* Task details
Word for word, reproduce every line of the data below.

======== Dataset excerpts ========

PR #3173, opened 2023-02-08
fix(encoding/yaml): avoid prototype pollution in Node.js and Browser

ayame113:
Similar to #3077, try to avoid prototype pollution of the Yaml parser when running in browsers and Node.js.

Related link: Changes when preventing prototype pollution in js-yaml -> https://github.com/nodeca/js-yaml/commit/a00312147f287a1703bf6b7e104d27c8a0caacee


kt3k (approved):
LGTM. Thanks!

PR #3176, opened 2023-02-09
refactor(node): replace std/async usages with its own version

kt3k:
This PR replaces `std/async` usages from `std/node` with its own version of them.

part of #3171


bartlomieju (approved):
LGTM, though I would suggest to put both `deferred` and `delay` in the same file. The fewer files we need to move the better

iuioiua:
I think we should add a comment that this code was vendored from `std`. In the future, a question one might have is where this code came from. Also, this'd help copy any bug fixes applied from `std` to the new node dir.

kt3k:
Moved the APIs to `node/_util/async.ts` and added comment about the source.

PR #3177, opened 2023-02-09
refactor(node): replace std/fmt usages in std/node

kt3k:
This PR replaces `std/fmt` usages in `std/node`.

part of #3171


bartlomieju (approved):
LGTM

PR #3179, opened 2023-02-09
chore(crypto): remove deprecated `util.ts`

iuioiua:
This change removes `crypto/util.ts`, which is deprecated.


kt3k (approved):
LGTM. Thanks!

PR #3180, opened 2023-02-09
chore(wasmbuild): upgrade to 0.10.3

iuioiua:
This change upgrades `wasmbuild` from 0.10.2 to 0.10.3, due to the fix in denoland/wasmbuild#69 and rebuilds `crypto` and `encoding/varint` source files.


kt3k (approved):
LGTM. Thanks!

PR #3183, opened 2023-02-10
test(http): make file_server_test less flaky

### LINKED ISSUE #3195: test: `http/file_server_test.ts` is flaky on windows
It often fails with `error: PermissionDenied: Access is denied. (os error 5)`

kt3k:
'Access is denied' error is sometimes thrown at `child.kill("SIGKILL")` call only on windows. This PR tries to reduce the probability of flaky test failure caused by it.

closes #3195


kt3k:
Look like it's almost non-flaky now.

bartlomieju (approved):

PR #3185, opened 2023-02-11
test(node): enable more child_process testing 

PolarETech:
Part of: #911

During recent PR work, I found some tests that have already passed and would like to add them.
I also modified some existing tests (e.g., remove the `--unstable` flag, which is no longer required).


PolarETech:
CI fails, but it does not seem to be due to this change.

kt3k (approved):
LGTM. Thanks!

PR #4278, opened 2024-02-04
BREAKING(semver): remove `Comparator` functions

iuioiua:
This change removes `Comparator` functions, as they don't appear to have much use in the public API.

Proposal in #4047
Deprecation in #4131

CC @timreichen


kt3k (approved):
LGTM. Thanks!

========

* Response
PR #3173, opened 2023-02-08
fix(encoding/yaml): avoid prototype pollution in Node.js and Browser

ayame113:
Similar to #3077, try to avoid prototype pollution of the Yaml parser when running in browsers and Node.js.

Related link: Changes when preventing prototype pollution in js-yaml -> https://github.com/nodeca/js-yaml/commit/a00312147f287a1703bf6b7e104d27c8a0caacee


kt3k (approved):
LGTM. Thanks!

PR #3176, opened 2023-02-09
refactor(node): replace std/async usages with its own version

kt3k:
This PR replaces `std/async` usages from `std/node` with its own version of them.

part of #3171


bartlomieju (approved):
LGTM, though I would suggest to put both `deferred` and `delay` in the same file. The fewer files we need to move the better

iuioiua:
I think we should add a comment that this code was vendored from `std`. In the future, a question one might have is where this code came from. Also, this'd help copy any bug fixes applied from `std` to the new node dir.

kt3k:
Moved the APIs to `node/_util/async.ts` and added comment about the source.

PR #3177, opened 2023-02-09
refactor(node): replace std/fmt usages in std/node

kt3k:
This PR replaces `std/fmt` usages in `std/node`.

part of #3171


bartlomieju (approved):
LGTM

PR #3179, opened 2023-02-09
chore(crypto): remove deprecated `util.ts`

iuioiua:
This change removes `crypto/util.ts`, which is deprecated.


kt3k (approved):
LGTM. Thanks!

PR #3180, opened 2023-02-09
chore(wasmbuild): upgrade to 0.10.3

iuioiua:
This change upgrades `wasmbuild` from 0.10.2 to 0.10.3, due to the fix in denoland/wasmbuild#69 and rebuilds `crypto` and `encoding/varint` source files.


kt3k (approved):
LGTM. Thanks!

PR #3183, opened 2023-02-10
test(http): make file_server_test less flaky

### LINKED ISSUE #3195: test: `http/file_server_test.ts` is flaky on windows
It often fails with `error: PermissionDenied: Access is denied. (os error 5)`

kt3k:
'Access is denied' error is sometimes thrown at `child.kill("SIGKILL")` call only on windows. This PR tries to reduce the probability of flaky test failure caused by it.

closes #3195


kt3k:
Look like it's almost non-flaky now.

bartlomieju (approved):

PR #3185, opened 2023-02-11
test(node): enable more child_process testing 

PolarETech:
Part of: #911

During recent PR work, I found some tests that have already passed and would like to add them.
I also modified some existing tests (e.g., remove the `--unstable` flag, which is no longer required).


PolarETech:
CI fails, but it does not seem to be due to this change.

kt3k (approved):
LGTM. Thanks!

PR #4278, opened 2024-02-04
BREAKING(semver): remove `Comparator` functions

iuioiua:
This change removes `Comparator` functions, as they don't appear to have much use in the public API.

Proposal in #4047
Deprecation in #4131

CC @timreichen


kt3k (approved):
LGTM. Thanks!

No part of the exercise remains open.